# Broadcast rules !!!



## yelrav

I just got rid of cable and installed a broadcast antennae. My picture is great with a signal that is uncompressed it's truly amazing. Does anybody else get their signal over the air? I receive around 40 channels.I also have netflix and hulu+.I've cut my TV bill by 2/3 of what it use to be.I pay 16$ a month for N/H and 39 a month for internet from AT&T.


----------



## Stewart Vernon

I watch a lot of OTA TV... but not sure what it has to do with Dish Network?


----------



## yelrav

It has nothing to do with dish or direct just wanted to see if anybody went to total OTA and broke ties with the conventional methods.


----------



## phrelin

Then you may want to join the discussion on the thread Bye Dish - Hello OTA.


----------



## CCarncross

yelrav said:


> It has nothing to do with dish or direct just wanted to see if anybody went to total OTA and broke ties with the conventional methods.

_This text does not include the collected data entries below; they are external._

PR #2454, opened 2025-03-05
[system tests] Add exceptions for leaf of objects if required for mapping bases validation

mrodm:
This PR adds the same exception for leaf of objects that was set in place for validation based on fields found in documents:
https://github.com/elastic/elastic-package/blob/b64f3748e2b513f3ee8baa4474f21b209a937162/internal/fields/exceptionfields.go#L39

These validations are based on the spec version defined in the package.

Found issue in these builds for `gcp` and `network_traffic` where those missing definitions should be ignored since those packages define spec version 3.0.0

https://buildkite.com/elastic/integrations/builds/23010

Buildkite build testing this change with all packages: https://buildkite.com/elastic/integrations/builds/23032

Buildkite build testing with stack 9.1.0-SNAPSHOT with this change:
https://buildkite.com/elastic/integrations/builds/23034

## How to test locally this PR

```shell

cd path/to/integrations

elastic-package stack up -v -d --version 9.1.0-SNAPSHOT

cd packages/gcp 
elastic-package test system -v --data-streams firewall

cd ../packages/network_traffic
elastic-package test system -v --data-streams dns

elastic-package stack down -v
```

### DIFF
--- a/internal/fields/exceptionfields.go
+++ b/internal/fields/exceptionfields.go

I use OTA but half of what I watch isnt on the big 4 networks, and no local CW in HD To watch what I want when I want, strictly going OTA is out of the question.


----------



## Nick

What? Free TV? Where?


----------



## Davenlr

I do the same thing, although I still have satellite TV. I use PlayOn, FTA satellite, and 2 OTA tuners on a HTPC, then extenders in each room for OTA/internet content. Each room also has a satellite receiver as well. Some things available on satellite just cannot yet be duplicated in the internet/OTA only environment. I give it about two years.


----------



## retiredTech

I would like to do OTA but the signal is way too weak even with a 4-bay 20 feet up.
Had poor OTA with analog and virtually no OTA with digital.
OTA is all about location.
I suspect many rural areas have problems with digital.


----------



## phrelin

retiredTech said:


> I would like to do OTA but the signal is way too weak even with a 4-bay 20 feet up.
> Had poor OTA with analog and virtually no OTA with digital.
> OTA is all about location.
> I suspect many rural areas have problems with digital.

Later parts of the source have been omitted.